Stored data
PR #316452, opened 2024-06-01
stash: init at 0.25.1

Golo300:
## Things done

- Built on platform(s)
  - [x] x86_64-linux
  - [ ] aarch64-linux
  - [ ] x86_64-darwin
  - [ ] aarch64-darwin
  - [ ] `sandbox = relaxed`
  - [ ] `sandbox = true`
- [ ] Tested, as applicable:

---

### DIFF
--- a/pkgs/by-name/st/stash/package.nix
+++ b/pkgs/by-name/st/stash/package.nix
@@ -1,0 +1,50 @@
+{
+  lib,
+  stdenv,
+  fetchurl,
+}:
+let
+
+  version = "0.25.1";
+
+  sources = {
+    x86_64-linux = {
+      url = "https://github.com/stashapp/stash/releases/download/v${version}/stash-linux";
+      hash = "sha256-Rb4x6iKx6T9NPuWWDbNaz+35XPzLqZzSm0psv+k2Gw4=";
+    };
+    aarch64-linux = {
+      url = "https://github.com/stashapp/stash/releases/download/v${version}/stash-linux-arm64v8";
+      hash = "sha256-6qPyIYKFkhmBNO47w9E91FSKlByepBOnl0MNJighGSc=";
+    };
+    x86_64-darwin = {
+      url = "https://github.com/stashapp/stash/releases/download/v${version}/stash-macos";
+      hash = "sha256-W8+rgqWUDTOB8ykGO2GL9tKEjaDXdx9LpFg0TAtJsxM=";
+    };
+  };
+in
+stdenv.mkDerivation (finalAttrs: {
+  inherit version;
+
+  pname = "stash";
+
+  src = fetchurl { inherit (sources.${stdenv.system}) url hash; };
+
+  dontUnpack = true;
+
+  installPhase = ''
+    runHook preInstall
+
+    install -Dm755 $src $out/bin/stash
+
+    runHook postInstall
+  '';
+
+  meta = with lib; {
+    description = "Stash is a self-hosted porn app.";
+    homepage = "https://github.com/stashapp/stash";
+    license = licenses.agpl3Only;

**EXERCISE DESCRIPTION:** Every entry above should be written out again, precisely.

**RESPONSE FOR THIS EXERCISE:**
PR #316452, opened 2024-06-01
stash: init at 0.25.1

Golo300:
## Things done

- Built on platform(s)
  - [x] x86_64-linux
  - [ ] aarch64-linux
  - [ ] x86_64-darwin
  - [ ] aarch64-darwin
  - [ ] `sandbox = relaxed`
  - [ ] `sandbox = true`
- [ ] Tested, as applicable:

---

### DIFF
--- a/pkgs/by-name/st/stash/package.nix
+++ b/pkgs/by-name/st/stash/package.nix
@@ -1,0 +1,50 @@
+{
+  lib,
+  stdenv,
+  fetchurl,
+}:
+let
+
+  version = "0.25.1";
+
+  sources = {
+    x86_64-linux = {
+      url = "https://github.com/stashapp/stash/releases/download/v${version}/stash-linux";
+      hash = "sha256-Rb4x6iKx6T9NPuWWDbNaz+35XPzLqZzSm0psv+k2Gw4=";
+    };
+    aarch64-linux = {
+      url = "https://github.com/stashapp/stash/releases/download/v${version}/stash-linux-arm64v8";
+      hash = "sha256-6qPyIYKFkhmBNO47w9E91FSKlByepBOnl0MNJighGSc=";
+    };
+    x86_64-darwin = {
+      url = "https://github.com/stashapp/stash/releases/download/v${version}/stash-macos";
+      hash = "sha256-W8+rgqWUDTOB8ykGO2GL9tKEjaDXdx9LpFg0TAtJsxM=";
+    };
+  };
+in
+stdenv.mkDerivation (finalAttrs: {
+  inherit version;
+
+  pname = "stash";
+
+  src = fetchurl { inherit (sources.${stdenv.system}) url hash; };
+
+  dontUnpack = true;
+
+  installPhase = ''
+    runHook preInstall
+
+    install -Dm755 $src $out/bin/stash
+
+    runHook postInstall
+  '';
+
+  meta = with lib; {
+    description = "Stash is a self-hosted porn app.";
+    homepage = "https://github.com/stashapp/stash";
+    license = licenses.agpl3Only;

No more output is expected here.